História de Noel


 

Lá no remoto sec. IV, mal sabia o arcebispo turco Nicolau de Taumaturgo que além de virar santo, se tornaria o velhote mais conhecido no distante futuro. O caridoso homem em carne osso, na época do Natal colocava em saquinhos moedas que arrecadava e distribuía entre os pobres que moravam na sua cidade – Mira.

Foto: Divulgação

O simpático gesto começou a ser repetido e as moedas trocadas por presentes. Mas a figura heráldica do bispo com seu traje verde permaneceram fiéis às origens. No grande interregno entre o verdadeiro bom homem e o que passou a serem representados séculos depois, muitos água rolou e o coitado acabou virando lenda.

Claro, com tantos figurantes que foram sendo acrescentados, nem o Nicolau acreditaria ser o próprio. Para inicio de conversa, a fama da figura natalina já corria o mundo quando em 1822 um professor de literatura grega, para enriquecer a imaginação dos seus seis filhos, inventou que o velhote de verde sobrevoava o céu num treno puxado por quatro renas e jogava os presentes pela chaminé. Não sei por que cargas d’água, em 1939 entraram mais três renas que iriam ajudar em caso de tempestade. As danadas têm até nome que em português seriam; Rodolfo, Corredora, Dançarina, Empinadora, Raposa, Cometa, Cupido, Trovão e Relâmpago.

A turma de estudiosos de plantão não se manifestou sobre a escolha do animal nem pelo aumento do grupo de renas. Mas sobre as chaminés a explicação veio – Nesta parte da casa era feita na época do Natal uma bela faxina, para que a sorte entrasse e ficasse o ano inteiro. Aí também, com todo o respeito, mergulharam pesado na imaginação, pois na verdade deveriam ser limpas para que cumprissem o devido uso é claro.

Foto: Divulgação

Nestas alturas o bom homem vestido de verde que pilotava um trenó puxado por nove renas, já era uma constante nos Natais ao redor do mundo. Eis que em 1931, num tremendo lance de marketing a Coca-Cola repetindo com êxito o que outros tentaram, resolveu repaginar o St. Claus. O cartunista Thomas Nast criou um velhote gorducho, bonachão, com barba branca, vestido com as cores do também já famoso refrigerante. A campanha teve tanto êxito que atualmente apenas os mais ortodoxos insistem no verde original.
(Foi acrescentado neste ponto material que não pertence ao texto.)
PR #2583, opened 2018-07-03
Fix negative vesting withdrawals

mvandeberg:


Smittyvb:
Won't this cause forking among non-upgraded witnesses if another such attack were to happen?

PR #1420, opened 2023-10-23
add test support for NaNs and infinities

bdemann:


property_tests/are_equal.ts
lastmjs, line 1: The name of this file should probably match the function name more closely for floats

property_tests/tests/float32/test/test.ts
```diff
@@ -25,7 +26,11 @@ const Float32TestArb = fc
 
         const paramsCorrectlyOrdered = paramNames
             .map((paramName, index) => {
-                return `if (${paramName} !== ${paramSamples[index]}) throw new Error('${paramName} is incorrectly ordered')`;
+                let areFloat32sEqual = areFloatsEqual(
```
lastmjs, line 29: const not let

property_tests/tests/float64/test/test.ts
```diff
@@ -33,7 +34,11 @@ const Float64TestArb = fc
 
         const paramsCorrectlyOrdered = paramNames
             .map((paramName, index) => {
-                return `if (${paramName} !== ${paramSamples[index]}) throw new Error('${paramName} is incorrectly ordered')`;
+                let areFloat64sEqual = areFloatsEqual(
```
lastmjs, line 37: const not let

lastmjs (changes requested):

PR #1422, opened 2023-10-24
Add principal property tests

dansteren:


property_tests/arbitraries/candid/reference/principal_arb.ts
```diff
@@ -0,0 +1,11 @@
+import fc from 'fast-check';
+import { Principal } from '@dfinity/principal';
+
+export const PrincipalArb = fc
+    .uint8Array({
+        minLength: 29,
+        maxLength: 29,
+        min: 0,
```
lastmjs, line 8: I don't think we need the min and max

lastmjs (changes requested):

property_tests/arbitraries/candid/reference/principal_arb.ts
dansteren: removed

PR #1423, opened 2023-10-25
Property tests recursive

bdemann:


bdemann:
We should eventually close this PR. But there are some lingering notes from Jordan's unsubmitted review that I need to get before we do so. We will not be merging these changes into main via this PR. Instead Dan and I will be merging a bunch of changes to https://github.com/demergent-labs/azle/tree/property_test_candid_types (I'll update with the PR link when I have it)

lastmjs (changes requested):

PR #1431, opened 2023-10-30
update arbitries to have their own equals method

bdemann:


property_tests/arbitraries/candid/constructed/vec_arb.ts
```diff
@@ -11,23 +10,28 @@ import { Nat16Arb } from '../primitive/nats/nat16_arb';
...
+            arraysAreEqual(a, b, sample[0]?.equals ?? deepEqual);
+        return {
             value: sample.map((sample) => sample.value),
             src: {
                 candidType: `Vec(${src.src.candidType})`,
-                imports: new Set(src.src.imports).add('Vec')
-            }
-        })
-    );
+                imports: new Set(src.src.imports).add('Vec'),
```
dansteren, line 29: Let's try to not do `.add` so check for all the places you're using it. I won't comment on this again.

property_tests/are_equal/opt.ts
```diff
@@ -1,40 +1,48 @@
...
+function stringifyBigInts(_key: any, value: any) {
+    if (typeof value === 'bigint') {
+        return value.toString() + 'n';
     }
+    return value;
+}
 
-    return value1 === value2;
+// NOTE: This is a little buggy but seems to work for opt (bigints are "123n" instead of 123n)
+function valueToSrc(value: any): string {
```
dansteren, line 46: Remove this if it's not used.

property_tests/tests/null/test/test.ts
```diff
@@ -5,48 +5,73 @@ import { JsFunctionNameArb } from '../../../arbitraries/js_function_name_arb';
...
+    const areAllNull = paramNames.reduce((acc, paramName) => {
+        return `${acc} && ${paramName} === null`;
+    }, 'true');
+
+    const allNullCheck = `if (!(${areAllNull})) throw new Error("Not all of the values were null")`;
+
+    return `
+        ${allNullCheck}
+
+        return ${returnNull.value};
```
dansteren, line 54: This seems not correct. I think you want the string representation of the null value. Put a todo in so that we don't forget about this. We just want the code to say what we're meaning.

dansteren (changes requested):

dansteren (approved):
Awesome! :star_struck:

O verdadeiro Nicolau se possível, deve se divertir com a não discreta figura que virou. Mas também se possível deve sentir-se orgulhoso em ver que seu exemplo de amor ao próximo ao menos numa época do ano vem sendo seguido. Como no céu não existe gente fofoqueira, ninguém vai comentar a desvirtuada que os comerciantes deram ao seu caridoso gesto.

Seguindo a linha já em desuso de ser o pai o provedor, nos países de língua espanhola assim como os do nosso português é conhecido como Papai Noel.

Como os italianos acham a figura muito velhota para ser pai, tratam-no de Babbo Noel (vovô Noel). Os ingleses já tem mais intimidade com o alegre velhote e o chamam-no de Father Christman (irmão do Natal). Os poucos japoneses cristãos, para não darem muita bandeira, o chamam de Jizo.

Pieguice e curiosidades à parte, desejamos que nossos leitores lembrem-se também dos menos favorecidos ao presentear no Natal, em nome dos creditos devidos ao santo-bispo.

Os votos do Portal Amantes da Vida são que cada um resgate sua crédula criança interna e espere ansiosamente a noite mágica do Natal, onde Papai Noel irá sobrevoar os céus e realizar os seus sonhos.